Task prompt:
Search the listing below for "variable". Copy each matching line.

──────── Task data

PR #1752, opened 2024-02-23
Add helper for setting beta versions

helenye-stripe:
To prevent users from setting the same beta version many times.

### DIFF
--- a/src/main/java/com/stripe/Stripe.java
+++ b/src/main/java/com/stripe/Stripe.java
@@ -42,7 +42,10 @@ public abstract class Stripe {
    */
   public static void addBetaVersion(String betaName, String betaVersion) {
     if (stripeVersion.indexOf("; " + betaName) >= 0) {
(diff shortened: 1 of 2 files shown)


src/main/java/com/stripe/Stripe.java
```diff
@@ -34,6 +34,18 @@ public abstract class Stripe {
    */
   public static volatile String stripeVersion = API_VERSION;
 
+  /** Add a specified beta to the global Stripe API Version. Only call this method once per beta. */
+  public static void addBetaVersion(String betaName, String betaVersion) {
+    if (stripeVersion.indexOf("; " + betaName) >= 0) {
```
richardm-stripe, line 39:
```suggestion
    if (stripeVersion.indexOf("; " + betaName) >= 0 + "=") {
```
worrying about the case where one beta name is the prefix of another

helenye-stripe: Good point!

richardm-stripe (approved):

────────────────
──────── Task data

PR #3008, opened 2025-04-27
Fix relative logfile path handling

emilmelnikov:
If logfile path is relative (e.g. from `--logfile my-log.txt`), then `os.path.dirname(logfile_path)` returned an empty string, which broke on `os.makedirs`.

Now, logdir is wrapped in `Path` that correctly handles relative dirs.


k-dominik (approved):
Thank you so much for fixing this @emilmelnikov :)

────────────────
──────── Task data

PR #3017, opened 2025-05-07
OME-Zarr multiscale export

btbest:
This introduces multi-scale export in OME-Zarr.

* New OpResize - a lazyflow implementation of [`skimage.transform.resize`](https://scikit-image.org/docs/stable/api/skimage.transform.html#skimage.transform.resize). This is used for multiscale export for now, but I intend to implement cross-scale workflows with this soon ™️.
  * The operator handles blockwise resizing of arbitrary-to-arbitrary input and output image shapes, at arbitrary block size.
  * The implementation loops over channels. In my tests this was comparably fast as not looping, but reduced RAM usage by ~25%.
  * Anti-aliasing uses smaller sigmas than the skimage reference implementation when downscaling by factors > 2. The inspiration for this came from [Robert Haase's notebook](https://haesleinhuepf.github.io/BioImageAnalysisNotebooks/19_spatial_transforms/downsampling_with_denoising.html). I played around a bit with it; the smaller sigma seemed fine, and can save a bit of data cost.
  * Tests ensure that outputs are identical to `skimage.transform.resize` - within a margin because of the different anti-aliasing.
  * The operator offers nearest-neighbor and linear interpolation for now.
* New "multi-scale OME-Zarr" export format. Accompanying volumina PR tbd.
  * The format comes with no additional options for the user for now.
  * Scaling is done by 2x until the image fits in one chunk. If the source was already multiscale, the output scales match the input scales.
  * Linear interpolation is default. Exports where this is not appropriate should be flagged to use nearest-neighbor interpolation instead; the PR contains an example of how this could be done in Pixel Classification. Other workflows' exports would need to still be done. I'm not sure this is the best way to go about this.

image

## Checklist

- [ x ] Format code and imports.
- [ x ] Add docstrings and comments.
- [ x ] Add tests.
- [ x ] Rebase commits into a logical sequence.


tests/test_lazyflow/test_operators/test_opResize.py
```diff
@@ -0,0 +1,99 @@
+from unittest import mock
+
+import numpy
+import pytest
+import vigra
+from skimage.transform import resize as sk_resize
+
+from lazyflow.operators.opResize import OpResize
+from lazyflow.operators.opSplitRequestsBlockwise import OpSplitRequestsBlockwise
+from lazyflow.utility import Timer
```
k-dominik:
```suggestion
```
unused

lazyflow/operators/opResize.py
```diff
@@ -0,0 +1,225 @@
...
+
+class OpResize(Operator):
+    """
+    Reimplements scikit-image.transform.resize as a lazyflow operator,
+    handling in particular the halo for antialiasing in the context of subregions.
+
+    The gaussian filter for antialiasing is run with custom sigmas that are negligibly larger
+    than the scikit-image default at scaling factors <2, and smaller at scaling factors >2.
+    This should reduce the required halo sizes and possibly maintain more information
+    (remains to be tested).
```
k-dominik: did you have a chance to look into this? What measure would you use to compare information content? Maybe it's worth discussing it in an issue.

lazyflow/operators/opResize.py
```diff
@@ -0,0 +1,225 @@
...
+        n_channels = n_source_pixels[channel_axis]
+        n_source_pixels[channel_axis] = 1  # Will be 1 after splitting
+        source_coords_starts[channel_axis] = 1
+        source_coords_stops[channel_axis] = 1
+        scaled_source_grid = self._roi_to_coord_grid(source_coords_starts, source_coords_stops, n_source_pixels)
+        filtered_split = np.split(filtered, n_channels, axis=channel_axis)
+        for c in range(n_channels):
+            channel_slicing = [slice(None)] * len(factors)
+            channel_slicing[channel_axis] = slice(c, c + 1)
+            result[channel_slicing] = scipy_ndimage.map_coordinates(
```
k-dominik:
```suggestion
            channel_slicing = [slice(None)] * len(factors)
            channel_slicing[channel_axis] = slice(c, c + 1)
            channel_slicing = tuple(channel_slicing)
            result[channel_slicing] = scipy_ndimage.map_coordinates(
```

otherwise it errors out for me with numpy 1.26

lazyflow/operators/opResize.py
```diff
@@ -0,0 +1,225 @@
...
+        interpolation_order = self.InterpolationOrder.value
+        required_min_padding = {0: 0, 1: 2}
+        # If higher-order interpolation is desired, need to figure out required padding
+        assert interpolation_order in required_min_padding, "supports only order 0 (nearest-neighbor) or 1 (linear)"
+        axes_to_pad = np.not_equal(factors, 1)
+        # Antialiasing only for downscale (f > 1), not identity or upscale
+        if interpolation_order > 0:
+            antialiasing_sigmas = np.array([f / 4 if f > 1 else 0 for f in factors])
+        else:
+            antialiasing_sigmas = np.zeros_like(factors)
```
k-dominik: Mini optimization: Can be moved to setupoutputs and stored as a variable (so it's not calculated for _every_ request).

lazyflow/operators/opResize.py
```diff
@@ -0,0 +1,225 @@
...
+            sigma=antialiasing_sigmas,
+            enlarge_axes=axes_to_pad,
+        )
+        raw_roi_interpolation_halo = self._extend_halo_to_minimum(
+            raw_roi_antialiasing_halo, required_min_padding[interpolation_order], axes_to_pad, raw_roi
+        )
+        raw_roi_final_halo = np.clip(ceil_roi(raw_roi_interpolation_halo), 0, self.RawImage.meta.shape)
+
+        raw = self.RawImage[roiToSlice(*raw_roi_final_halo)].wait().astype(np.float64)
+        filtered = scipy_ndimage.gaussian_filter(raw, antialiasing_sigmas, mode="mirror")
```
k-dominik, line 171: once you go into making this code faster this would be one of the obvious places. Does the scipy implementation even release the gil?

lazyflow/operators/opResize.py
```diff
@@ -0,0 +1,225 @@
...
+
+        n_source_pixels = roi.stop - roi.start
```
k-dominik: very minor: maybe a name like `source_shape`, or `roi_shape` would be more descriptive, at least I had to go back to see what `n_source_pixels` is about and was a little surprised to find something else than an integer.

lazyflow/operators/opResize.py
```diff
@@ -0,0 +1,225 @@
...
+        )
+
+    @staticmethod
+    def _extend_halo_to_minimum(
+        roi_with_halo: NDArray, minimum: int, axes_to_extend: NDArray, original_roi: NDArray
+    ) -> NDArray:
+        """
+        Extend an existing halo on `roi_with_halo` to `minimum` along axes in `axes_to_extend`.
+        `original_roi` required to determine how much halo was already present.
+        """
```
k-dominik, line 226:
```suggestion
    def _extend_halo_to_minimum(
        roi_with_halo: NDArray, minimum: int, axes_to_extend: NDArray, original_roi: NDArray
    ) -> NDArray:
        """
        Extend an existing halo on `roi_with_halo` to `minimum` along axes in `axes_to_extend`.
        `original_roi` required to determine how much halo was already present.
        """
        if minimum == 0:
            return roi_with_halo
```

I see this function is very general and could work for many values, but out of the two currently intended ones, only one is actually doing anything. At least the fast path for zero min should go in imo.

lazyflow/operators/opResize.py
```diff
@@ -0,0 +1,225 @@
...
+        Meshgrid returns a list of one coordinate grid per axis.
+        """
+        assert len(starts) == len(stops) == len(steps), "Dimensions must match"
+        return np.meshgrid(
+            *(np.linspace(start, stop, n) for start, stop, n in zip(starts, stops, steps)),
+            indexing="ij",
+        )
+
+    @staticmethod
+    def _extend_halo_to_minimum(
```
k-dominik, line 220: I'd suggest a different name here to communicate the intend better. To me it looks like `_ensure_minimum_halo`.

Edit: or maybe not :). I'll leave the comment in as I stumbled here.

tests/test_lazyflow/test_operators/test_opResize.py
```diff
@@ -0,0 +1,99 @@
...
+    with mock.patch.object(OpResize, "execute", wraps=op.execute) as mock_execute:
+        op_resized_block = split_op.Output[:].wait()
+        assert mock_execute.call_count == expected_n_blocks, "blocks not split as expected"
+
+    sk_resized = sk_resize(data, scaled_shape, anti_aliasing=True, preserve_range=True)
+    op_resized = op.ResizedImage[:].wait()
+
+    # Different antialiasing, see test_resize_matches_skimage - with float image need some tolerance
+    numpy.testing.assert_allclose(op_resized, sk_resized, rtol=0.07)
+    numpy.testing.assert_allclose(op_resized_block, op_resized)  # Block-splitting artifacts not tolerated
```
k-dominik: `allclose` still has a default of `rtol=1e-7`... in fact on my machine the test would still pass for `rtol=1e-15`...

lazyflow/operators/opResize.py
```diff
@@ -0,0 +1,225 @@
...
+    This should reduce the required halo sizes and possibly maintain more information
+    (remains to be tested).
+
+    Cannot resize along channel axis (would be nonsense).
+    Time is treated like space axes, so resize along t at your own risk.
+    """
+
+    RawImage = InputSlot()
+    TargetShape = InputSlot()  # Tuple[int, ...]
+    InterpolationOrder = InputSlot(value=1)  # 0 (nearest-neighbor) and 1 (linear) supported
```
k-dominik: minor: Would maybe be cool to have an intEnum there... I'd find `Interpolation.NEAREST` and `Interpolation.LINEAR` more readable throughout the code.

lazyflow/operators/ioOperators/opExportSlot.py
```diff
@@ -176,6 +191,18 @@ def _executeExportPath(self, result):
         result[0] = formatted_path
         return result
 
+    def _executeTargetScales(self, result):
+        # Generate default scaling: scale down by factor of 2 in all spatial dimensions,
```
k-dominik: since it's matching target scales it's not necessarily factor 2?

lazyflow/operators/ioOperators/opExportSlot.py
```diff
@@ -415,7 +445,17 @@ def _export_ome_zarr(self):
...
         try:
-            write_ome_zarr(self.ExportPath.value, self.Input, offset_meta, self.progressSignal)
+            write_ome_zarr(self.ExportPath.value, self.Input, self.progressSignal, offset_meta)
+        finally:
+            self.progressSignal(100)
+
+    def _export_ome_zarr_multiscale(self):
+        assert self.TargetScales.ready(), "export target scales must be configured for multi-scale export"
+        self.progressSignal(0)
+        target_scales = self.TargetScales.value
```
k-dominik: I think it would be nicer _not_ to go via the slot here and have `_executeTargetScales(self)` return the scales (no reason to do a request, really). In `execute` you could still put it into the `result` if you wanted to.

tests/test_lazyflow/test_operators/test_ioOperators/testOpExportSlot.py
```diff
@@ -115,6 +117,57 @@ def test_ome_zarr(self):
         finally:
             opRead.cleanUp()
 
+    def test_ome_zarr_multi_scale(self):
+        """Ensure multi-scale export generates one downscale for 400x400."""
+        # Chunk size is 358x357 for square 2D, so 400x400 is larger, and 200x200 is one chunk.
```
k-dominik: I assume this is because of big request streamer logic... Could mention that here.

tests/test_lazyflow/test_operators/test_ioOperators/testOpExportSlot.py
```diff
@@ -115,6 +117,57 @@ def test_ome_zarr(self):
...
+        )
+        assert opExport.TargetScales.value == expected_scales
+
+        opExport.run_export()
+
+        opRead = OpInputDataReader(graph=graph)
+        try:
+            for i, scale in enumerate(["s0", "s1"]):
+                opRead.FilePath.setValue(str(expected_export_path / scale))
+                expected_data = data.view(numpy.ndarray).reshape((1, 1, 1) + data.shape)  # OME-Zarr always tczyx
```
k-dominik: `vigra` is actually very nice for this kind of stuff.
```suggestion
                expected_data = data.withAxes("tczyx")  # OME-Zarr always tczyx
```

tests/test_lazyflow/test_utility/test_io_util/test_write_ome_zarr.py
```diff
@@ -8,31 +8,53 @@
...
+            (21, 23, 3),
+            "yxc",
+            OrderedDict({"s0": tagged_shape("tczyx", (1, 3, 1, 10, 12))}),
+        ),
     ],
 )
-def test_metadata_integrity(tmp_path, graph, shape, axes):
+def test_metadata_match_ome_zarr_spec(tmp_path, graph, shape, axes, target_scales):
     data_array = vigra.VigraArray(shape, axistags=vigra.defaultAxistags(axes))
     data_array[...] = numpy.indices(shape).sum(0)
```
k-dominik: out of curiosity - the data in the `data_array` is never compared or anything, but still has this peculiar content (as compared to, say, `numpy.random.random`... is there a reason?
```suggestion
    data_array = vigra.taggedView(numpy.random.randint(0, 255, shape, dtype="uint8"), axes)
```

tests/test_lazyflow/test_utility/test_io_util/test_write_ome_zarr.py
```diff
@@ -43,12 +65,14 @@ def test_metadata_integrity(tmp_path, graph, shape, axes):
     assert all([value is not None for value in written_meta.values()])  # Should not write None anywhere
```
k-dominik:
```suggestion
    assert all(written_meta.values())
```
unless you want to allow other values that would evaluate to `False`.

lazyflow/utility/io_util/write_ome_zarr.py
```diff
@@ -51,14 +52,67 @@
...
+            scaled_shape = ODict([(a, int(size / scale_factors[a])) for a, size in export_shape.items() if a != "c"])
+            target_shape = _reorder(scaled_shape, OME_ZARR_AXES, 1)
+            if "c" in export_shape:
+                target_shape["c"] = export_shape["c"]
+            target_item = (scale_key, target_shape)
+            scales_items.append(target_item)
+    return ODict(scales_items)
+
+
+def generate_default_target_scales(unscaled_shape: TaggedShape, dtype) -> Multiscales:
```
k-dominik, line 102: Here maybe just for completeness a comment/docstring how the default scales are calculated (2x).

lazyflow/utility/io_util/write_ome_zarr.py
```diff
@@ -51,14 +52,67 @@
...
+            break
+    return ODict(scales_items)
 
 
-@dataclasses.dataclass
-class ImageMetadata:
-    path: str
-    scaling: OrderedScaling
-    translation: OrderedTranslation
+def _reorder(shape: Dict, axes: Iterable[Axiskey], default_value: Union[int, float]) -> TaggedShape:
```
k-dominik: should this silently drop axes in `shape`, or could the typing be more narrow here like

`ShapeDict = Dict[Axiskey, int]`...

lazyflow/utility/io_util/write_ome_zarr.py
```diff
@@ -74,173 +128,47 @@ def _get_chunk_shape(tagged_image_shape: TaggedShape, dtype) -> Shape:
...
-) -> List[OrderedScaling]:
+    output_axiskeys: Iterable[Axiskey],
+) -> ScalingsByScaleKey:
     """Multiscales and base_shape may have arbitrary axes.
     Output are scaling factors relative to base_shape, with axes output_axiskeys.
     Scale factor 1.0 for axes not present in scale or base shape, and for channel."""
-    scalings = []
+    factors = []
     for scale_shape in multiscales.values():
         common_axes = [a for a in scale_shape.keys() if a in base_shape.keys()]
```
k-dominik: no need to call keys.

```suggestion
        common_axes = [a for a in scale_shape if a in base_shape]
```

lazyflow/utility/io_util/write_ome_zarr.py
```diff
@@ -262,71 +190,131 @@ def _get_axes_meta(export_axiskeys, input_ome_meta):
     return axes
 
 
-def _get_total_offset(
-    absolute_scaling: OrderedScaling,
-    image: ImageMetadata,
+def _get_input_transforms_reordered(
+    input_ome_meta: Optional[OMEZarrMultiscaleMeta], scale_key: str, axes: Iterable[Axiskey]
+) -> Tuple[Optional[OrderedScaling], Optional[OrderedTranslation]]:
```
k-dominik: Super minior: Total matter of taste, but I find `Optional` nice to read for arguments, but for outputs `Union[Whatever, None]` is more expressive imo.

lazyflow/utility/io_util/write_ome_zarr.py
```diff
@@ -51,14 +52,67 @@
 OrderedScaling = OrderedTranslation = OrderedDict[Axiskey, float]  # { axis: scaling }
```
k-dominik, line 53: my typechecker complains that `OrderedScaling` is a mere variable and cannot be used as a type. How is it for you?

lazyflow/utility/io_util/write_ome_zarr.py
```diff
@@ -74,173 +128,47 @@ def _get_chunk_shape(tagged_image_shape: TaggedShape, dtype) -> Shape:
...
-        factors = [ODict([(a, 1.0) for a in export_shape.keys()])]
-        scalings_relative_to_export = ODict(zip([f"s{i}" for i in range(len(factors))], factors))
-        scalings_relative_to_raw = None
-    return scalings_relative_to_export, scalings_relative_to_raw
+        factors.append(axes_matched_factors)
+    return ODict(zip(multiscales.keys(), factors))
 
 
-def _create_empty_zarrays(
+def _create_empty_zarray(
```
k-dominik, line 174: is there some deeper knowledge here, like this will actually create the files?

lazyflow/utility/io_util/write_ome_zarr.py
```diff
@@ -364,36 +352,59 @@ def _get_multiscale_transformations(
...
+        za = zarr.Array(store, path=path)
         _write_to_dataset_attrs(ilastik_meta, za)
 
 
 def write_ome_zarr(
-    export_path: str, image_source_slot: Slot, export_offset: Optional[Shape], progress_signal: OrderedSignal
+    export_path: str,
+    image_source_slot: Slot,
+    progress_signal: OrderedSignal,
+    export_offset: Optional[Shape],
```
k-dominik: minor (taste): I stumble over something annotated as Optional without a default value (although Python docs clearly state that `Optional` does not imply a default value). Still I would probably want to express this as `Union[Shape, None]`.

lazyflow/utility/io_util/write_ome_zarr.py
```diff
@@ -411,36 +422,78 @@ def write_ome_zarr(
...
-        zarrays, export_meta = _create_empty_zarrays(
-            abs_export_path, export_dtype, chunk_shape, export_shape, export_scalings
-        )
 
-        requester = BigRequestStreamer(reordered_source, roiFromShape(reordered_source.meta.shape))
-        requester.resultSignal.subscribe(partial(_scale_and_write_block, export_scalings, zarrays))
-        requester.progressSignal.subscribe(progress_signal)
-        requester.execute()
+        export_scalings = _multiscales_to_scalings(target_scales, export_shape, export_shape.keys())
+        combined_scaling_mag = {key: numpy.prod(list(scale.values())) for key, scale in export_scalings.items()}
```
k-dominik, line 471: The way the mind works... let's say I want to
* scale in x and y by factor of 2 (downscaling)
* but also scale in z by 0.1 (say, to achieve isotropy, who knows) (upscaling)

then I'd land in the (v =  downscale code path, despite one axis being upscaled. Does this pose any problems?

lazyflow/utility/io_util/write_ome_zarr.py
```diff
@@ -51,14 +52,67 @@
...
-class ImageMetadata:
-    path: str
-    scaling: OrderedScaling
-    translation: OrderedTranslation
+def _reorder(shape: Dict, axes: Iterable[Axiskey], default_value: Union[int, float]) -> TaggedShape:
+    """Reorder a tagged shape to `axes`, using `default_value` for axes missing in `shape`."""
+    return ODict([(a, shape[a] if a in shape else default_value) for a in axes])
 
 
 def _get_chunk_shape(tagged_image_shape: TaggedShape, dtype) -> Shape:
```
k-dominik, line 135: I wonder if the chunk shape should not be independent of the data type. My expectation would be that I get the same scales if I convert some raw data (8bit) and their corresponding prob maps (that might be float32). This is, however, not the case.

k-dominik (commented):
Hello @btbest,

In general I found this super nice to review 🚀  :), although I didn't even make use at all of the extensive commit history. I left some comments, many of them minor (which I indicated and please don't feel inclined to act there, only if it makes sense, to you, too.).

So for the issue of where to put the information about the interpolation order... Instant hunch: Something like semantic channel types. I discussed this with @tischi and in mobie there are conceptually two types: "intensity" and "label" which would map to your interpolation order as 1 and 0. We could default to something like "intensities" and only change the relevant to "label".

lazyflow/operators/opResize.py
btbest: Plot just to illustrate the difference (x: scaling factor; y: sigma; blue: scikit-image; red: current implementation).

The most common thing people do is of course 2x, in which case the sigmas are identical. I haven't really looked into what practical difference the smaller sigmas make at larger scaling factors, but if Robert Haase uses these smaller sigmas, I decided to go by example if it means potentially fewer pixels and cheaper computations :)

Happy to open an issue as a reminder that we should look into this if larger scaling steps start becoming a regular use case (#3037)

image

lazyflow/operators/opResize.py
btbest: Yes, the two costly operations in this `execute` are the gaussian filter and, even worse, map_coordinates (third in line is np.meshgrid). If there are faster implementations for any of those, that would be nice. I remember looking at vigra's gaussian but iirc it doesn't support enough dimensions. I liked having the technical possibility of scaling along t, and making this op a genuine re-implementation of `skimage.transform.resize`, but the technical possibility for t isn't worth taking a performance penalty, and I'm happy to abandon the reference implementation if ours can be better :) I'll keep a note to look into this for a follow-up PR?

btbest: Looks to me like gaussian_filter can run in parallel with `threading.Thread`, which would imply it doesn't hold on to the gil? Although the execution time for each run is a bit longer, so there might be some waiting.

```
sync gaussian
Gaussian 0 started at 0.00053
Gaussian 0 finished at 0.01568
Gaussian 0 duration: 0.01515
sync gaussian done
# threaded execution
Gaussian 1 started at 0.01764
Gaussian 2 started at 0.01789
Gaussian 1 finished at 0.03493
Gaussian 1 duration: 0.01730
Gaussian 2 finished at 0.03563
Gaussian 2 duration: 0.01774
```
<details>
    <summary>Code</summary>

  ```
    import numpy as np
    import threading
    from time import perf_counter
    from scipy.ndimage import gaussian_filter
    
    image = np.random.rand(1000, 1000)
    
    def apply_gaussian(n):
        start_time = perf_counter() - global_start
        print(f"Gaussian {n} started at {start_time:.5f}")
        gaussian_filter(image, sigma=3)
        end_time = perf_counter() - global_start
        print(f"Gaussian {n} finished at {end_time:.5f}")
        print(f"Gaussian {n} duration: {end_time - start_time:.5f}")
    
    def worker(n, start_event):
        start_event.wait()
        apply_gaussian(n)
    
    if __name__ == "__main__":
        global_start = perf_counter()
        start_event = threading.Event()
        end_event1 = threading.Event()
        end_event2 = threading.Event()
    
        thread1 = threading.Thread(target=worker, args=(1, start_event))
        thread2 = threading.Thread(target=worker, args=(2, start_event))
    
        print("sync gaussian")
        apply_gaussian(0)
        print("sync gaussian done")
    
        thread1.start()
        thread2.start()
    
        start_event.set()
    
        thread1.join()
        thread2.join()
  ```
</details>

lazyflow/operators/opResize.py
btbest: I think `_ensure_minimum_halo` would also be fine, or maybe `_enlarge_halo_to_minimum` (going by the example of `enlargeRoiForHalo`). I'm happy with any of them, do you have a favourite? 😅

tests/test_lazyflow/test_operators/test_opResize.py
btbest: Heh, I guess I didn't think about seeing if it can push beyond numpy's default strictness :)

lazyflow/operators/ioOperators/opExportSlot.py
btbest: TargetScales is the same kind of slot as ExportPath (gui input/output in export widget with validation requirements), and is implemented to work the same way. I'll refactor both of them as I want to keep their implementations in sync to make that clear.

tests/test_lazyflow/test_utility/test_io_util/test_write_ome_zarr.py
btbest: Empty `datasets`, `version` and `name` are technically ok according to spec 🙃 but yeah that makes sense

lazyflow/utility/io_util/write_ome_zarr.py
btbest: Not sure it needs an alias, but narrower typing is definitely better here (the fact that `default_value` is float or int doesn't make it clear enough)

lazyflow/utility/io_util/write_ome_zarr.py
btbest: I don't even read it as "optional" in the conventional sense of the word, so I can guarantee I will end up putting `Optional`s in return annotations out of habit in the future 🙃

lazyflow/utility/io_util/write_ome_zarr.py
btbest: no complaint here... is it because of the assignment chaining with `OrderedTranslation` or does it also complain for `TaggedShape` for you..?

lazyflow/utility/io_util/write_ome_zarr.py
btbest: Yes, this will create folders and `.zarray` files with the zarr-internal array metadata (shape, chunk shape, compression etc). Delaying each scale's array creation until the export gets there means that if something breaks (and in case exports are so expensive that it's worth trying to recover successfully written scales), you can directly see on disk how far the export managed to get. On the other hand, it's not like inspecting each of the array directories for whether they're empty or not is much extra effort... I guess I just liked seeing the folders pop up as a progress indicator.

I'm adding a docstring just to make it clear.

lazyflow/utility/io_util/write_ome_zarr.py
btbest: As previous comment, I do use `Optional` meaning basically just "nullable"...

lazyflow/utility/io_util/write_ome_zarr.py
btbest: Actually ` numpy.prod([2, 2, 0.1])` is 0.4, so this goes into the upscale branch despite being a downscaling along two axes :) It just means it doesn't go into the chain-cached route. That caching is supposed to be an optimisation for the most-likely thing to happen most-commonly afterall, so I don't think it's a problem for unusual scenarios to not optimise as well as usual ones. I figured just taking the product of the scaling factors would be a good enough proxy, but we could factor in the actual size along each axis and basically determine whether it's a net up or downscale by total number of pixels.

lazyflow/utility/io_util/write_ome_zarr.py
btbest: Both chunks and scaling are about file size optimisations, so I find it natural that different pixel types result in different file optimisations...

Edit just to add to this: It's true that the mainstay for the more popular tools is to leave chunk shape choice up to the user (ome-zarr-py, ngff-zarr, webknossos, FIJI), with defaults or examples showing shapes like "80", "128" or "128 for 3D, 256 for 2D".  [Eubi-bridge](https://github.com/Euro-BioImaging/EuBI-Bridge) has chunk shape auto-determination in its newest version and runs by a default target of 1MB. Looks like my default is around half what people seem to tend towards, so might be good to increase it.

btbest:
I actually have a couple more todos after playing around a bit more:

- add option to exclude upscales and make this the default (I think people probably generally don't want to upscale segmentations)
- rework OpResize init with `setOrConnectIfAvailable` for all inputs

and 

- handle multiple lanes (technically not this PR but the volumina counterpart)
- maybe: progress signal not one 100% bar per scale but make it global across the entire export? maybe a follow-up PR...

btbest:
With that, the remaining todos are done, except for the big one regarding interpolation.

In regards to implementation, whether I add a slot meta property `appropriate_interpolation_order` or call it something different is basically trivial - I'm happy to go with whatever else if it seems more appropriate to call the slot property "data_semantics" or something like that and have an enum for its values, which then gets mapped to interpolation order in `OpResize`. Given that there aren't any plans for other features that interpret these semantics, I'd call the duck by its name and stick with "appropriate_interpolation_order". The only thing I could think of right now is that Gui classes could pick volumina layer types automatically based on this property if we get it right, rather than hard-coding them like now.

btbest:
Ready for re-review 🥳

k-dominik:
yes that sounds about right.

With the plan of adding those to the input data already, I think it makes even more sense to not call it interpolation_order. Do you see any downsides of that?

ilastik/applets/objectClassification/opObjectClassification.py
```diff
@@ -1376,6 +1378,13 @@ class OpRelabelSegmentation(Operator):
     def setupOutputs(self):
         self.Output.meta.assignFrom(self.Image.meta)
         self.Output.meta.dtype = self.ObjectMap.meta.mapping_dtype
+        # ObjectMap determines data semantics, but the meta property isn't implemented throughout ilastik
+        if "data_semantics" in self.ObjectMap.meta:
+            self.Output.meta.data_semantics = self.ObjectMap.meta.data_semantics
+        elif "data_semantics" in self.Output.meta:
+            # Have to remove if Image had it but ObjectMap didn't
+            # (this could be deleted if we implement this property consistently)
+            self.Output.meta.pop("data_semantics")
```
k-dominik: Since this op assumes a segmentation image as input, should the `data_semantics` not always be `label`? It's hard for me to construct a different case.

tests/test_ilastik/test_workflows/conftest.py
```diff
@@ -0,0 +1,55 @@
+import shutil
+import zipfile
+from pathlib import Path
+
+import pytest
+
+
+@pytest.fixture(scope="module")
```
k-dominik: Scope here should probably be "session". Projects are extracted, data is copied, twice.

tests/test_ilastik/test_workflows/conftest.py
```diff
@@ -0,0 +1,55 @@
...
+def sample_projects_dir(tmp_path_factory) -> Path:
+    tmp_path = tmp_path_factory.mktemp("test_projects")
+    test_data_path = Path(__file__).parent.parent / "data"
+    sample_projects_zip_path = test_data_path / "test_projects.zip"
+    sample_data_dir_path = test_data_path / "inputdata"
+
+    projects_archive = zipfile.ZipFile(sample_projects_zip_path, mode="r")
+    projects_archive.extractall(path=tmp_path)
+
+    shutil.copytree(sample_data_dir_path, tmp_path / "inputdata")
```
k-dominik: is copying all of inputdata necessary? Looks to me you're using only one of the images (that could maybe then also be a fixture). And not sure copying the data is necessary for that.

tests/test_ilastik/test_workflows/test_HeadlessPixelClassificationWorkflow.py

────────────────

Answer for the task:
k-dominik: Mini optimization: Can be moved to setupoutputs and stored as a variable (so it's not calculated for _every_ request).
k-dominik, line 53: my typechecker complains that `OrderedScaling` is a mere variable and cannot be used as a type. How is it for you?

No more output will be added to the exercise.